LATINA – Prosegue il botta e risposta interno alla maggioranza a Latina. Dopo le accuse in consiglio comunale da parte dei tre consiglieri azzurri Coriddi, Anzalone e Furlanetto che si ritengono puntualmente scavalcati nelle decisioni comunicate a cose fatte, replica il capogruppo di Fratelli d’Italia Cesare Bruni : “Il comportamento distruttivo è quello di Forza Italia, non della maggioranza”, scrive in una lunga nota.
«Trovo – aggiunge Bruni – le ultime dichiarazioni, o meglio le accuse, di Forza Italia nei miei confronti alquanto singolari. Definiscono i loro interventi tesi al dialogo, quando invece sono sembrati a tutti dei duri attacchi al Sindaco, a Fratelli d’Italia e all’intera maggioranza. Evidentemente io in primis, insieme a tanti altri, non abbiamo compreso questo metodo di dialogo”.
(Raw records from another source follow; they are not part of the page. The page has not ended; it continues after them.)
PR #1598, opened 2017-11-01
Email auth for inviting members and editing permissions

gov-cjwaszczuk:
Added email auth functionality for user. If the service has email auth on, they can begin to invite users with email authentication as their primary login authentication. They can also edit user's permissions so that they log in using email authentication. Users who have no mobile number cannot be changed to email auth.

## :o: Managing users
image
## :o: Inviting users
image
## :o:  Editing user permissions
image

### DIFF
--- a/tests/app/main/views/test_manage_users.py
+++ b/tests/app/main/views/test_manage_users.py
@@ -10,6 +10,7 @@ from tests.conftest import (
     SERVICE_ONE_ID,
     active_user_with_permissions,
     active_user_view_permissions,
+    active_user_no_mobile,
     active_user_manage_template_permission,
 )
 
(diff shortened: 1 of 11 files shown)


gov-cjwaszczuk:
edited` test_edit_user_permissions_including_authentication_with_email_auth_service` if you'd like to check it out, also added test_invite_user_with_email_auth_service (refactoring invite_user test made it overly confusing)

tests/app/main/views/test_manage_users.py
```diff
@@ -220,7 +363,60 @@ def test_invite_user(
...
+        follow_redirects=True
+    )
+
+    assert response.status_code == 200
+    page = BeautifulSoup(response.data.decode('utf-8'), 'html.parser')
+    assert page.h1.string.strip() == 'Team members'
+    flash_banner = page.find('div', class_='banner-default-with-tick').string.strip()
+    assert flash_banner == 'Invite sent to test@example.gov.uk'
+
+    expected_permissions = 'manage_api_keys,manage_settings,manage_templates,manage_users,send_emails,send_letters,send_texts,view_activity'  # noqa
```
quis: Doesn’t matter for this PR, but a useful thing to know is that you can split a string across multiple lines with brackets, eg:

```python
p = (
    'one'
    'two'
    '…'
)
```

PR #1603, opened 2017-11-02
Select text message sender for one off notifications

servingUpAces:
This PR adds the ability to select a text message sender if more than one exist for the service.

If the service has more than one text message sender set then when `send to one recipient` will allow the user to select which text message sender to use for that notification.

screen shot 2017-11-02 at 12 10 26


quis:
Can we tell which one (if any) is the inbound number?

servingUpAces:
@quis I have now added that

PR #1605, opened 2017-11-02
make sure old invites get the proper err message

leohemsted:
we were accidentally covering up the expiry message with a more
generic one

### DIFF
--- a/app/main/views/invites.py
+++ b/app/main/views/invites.py
@@ -7,6 +7,7 @@ from flask import (
     abort,
     current_app
 )
+from itsdangerous import SignatureExpired
 from markupsafe import Markup
 from notifications_utils.url_safe_token import check_token
 from flask_login import current_user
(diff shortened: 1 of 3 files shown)


app/main/views/invites.py
```diff
@@ -21,12 +22,20 @@
...
+            token,
+            current_app.config['SECRET_KEY'],
+            current_app.config['DANGEROUS_SALT'],
+            current_app.config['INVITATION_EXPIRY_SECONDS']
+        )
+    except SignatureExpired:
+        errors = [
+            'Your invitation to GOV.UK Notify has expired. '
+            'Please ask the person that invited you to send you another one'
+        ]
```
leohemsted: stolen from https://github.com/alphagov/notifications-api/blob/master/app/accept_invite/rest.py#L37-L38

PR #1606, opened 2017-11-02
Fix a typo: generates -> generate

tuzz:


tuzz:
I don't have permissions to merge so someone else will have to.

quis:
@tuzz No worries, someone will merge it when they’re next doing a deploy.

PR #2917, opened 2019-04-16
Update service with the user that requested to go live.

servingUpAces:
When a service is marked as live update the service with the go live datetime.

- [ ] https://github.com/alphagov/notifications-api/pull/2465

### DIFF
--- a/app/notify_client/service_api_client.py
+++ b/app/notify_client/service_api_client.py
@@ -1,3 +1,4 @@
+from datetime import datetime
 
 from app.notify_client import NotifyAdminAPIClient, _attach_current_user, cache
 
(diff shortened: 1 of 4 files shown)


app/notify_client/service_api_client.py
```diff
@@ -102,6 +105,7 @@ def update_status(self, service_id, live):
             service_id,
             message_limit=250000 if live else 50,
             restricted=(not live),
+            go_live_at=str(datetime.utcnow()) if live else None
```
quis: Confirmed that toggling this back and forth is the right thing to do, because it’s more likely that we’d put a service live by accident than revert one that really is live. In other words we want to store the date the service went live for real, not the first time it went live.

PR #2932, opened 2019-04-24
Update documentation.html

jonathanglassman:
There have been multiple support tickets asking how to use the API directly instead of the API clients. This PR adds a statement recommending that users use the API clients instead of the API directly due to lack of documentation.


quis:
Superseded by https://github.com/alphagov/notifications-admin/pull/3096

PR #2934, opened 2019-04-25
Add Live services and Performance platform csv reports

CrystalPea:
Lets platform admins download 2 csv reports:

- Live Services report with following details about live services:

"Service ID", "Organisation", "Service name", "Consent to research", "Main contact",
"Contact email", "Contact mobile", "Live date", "SMS volume intent", "Email volume intent",
"Letter volume intent", "SMS sent this year", "Emails sent this year", "Letters sent this year"

- Performance Platform report;

This PR needs to be deployed first: https://github.com/alphagov/notifications-api/pull/2483

pivotal ticket: https://www.pivotaltracker.com/story/show/164829877

#### Page:
Screen Shot 2019-04-30 at 17 48 42

#### Live Services report:
Screen Shot 2019-04-25 at 11 48 02

#### Performance Platform report:
Screen Shot 2019-04-30 at 17 47 30


app/main/views/platform_admin.py
```diff
@@ -187,6 +200,68 @@ def platform_admin_services():
...
+        "Contact email", "Contact mobile", "Live date", "SMS volume intent", "Email volume intent",
+        "Letter volume intent", "SMS sent this year", "Emails sent this year", "Letters sent this year"
+    ]
+    live_services_data = []
+    live_services_data.append(live_services_columns)
+    for service in services:
+        if service["count_as_live"]:
+            main_contact = None
+            if service["go_live_user"]:
+                main_contact = user_api_client.get_user(service["go_live_user"])
```
quis: This is going to get quite slow for a large number of services. As a rough estimate you can say that a call to the API will take 100ms. So for 800 services that’s 80 seconds. I think our requests are set to time out after 30 seconds, in which case the user will get a `502` error.

CrystalPea: Oh no, you are right :(. Should we make a query in the api that gets all the info we need, then?

CrystalPea: On it 👍

quis: Yeah, @servingUpAces said you should make new query in the API that also returns the main contact user and yearly usage info 👍

app/main/views/platform_admin.py
```diff
@@ -187,6 +197,83 @@ def platform_admin_services():
...
+            row["sms_totals"],
+            row["email_totals"],
+            row["letter_totals"],
+        ])
+    return Response(
+        Spreadsheet.from_rows(live_services_data).as_csv_data,
+        mimetype='text/csv',
+        headers={
+            'Content-Disposition': 'inline; filename="{} live services report.csv"'.format(
+                format_date_numeric(datetime.now().strftime("%Y-%m-%dT%H:%M:%S.%fZ")),
```
quis: You should avoid putting colons in file names; some operating systems don’t like them, for example:
> Use any character in the current code page for a name, including Unicode characters and characters in the extended character set (128–255), except for the following:
>
> - : (colon)
>
> …

https://docs.microsoft.com/en-us/windows/desktop/FileIO/naming-a-file#naming-conventions

app/main/views/platform_admin.py
```diff
@@ -187,6 +197,83 @@ def platform_admin_services():
...
+            row["contact_mobile"],
+            datetime.strptime(row["live_date"], '%a, %d %b %Y %X %Z').strftime("%d-%m-%Y"),
+            row["sms_volume_intent"],
+            row["email_volume_intent"],
+            row["letter_volume_intent"],
+            row["sms_totals"],
+            row["email_totals"],
+            row["letter_totals"],
+        ])
+    return Response(
```
quis: You don’t need to wrap this in a `Response`, Flask will accept a tuple of `data, status, headers`, like we do here:
https://github.com/alphagov/notifications-admin/blob/8ab859138bc7eb769b1f3cb178278debb9637301/app/main/views/send.py#L194-L200

You could even add a method (eg `.as_download(filename='foo.csv)`) to the `Spreadsheet` class to avoid having to duplicate this code.

app/main/views/platform_admin.py
CrystalPea: The colon does not show up in the filename, check this out:

Screen Shot 2019-05-01 at 11 41 16

:)

app/main/views/platform_admin.py
CrystalPea: Good suggestion, I dropped the wrappers :)

app/main/views/platform_admin.py
quis: Ah, I missed the call to `format_date_numeric`, my bad.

Poi aggiunge: «Discutere del metodo è legittimo. Ma discutere del metodo non significa pretendere automaticamente di avere ragione né trasformare ogni divergenza in una crisi politica permanente. Non si può, con una mano, mettere continuamente in discussione l’appoggio alla Giunta e, con l’altra, lamentarsi di non essere considerati. Delle due l’una. Fratelli d’Italia, al contrario, rivendica con chiarezza e lealtà il proprio sostegno al Sindaco Celentano e al programma scelto dai cittadini». Infine il richiamo alla responsabilità politica: «Queste polemiche non interessano ai cittadini. Sembrano un salto nel passato, a un centrodestra lacerato da tensioni interne. Tanto più incomprensibili oggi, dopo aver ritrovato l’unità del centrodestra in Provincia, ponendo fine a un decennio di governo politicamente anomalo. La città ha bisogno di risposte urgenti, non di diatribe delle quali si fatica a comprendere le finalità. Su queste risposte Fratelli d’Italia è sempre stata pronta — e resta pronta — al dialogo e al confronto, nel rispetto dei ruoli e dei luoghi istituzionali. Ma il dialogo presuppone responsabilità, coerenza e spirito costruttivo. Non continue tensioni che indeboliscono l’azione amministrativa».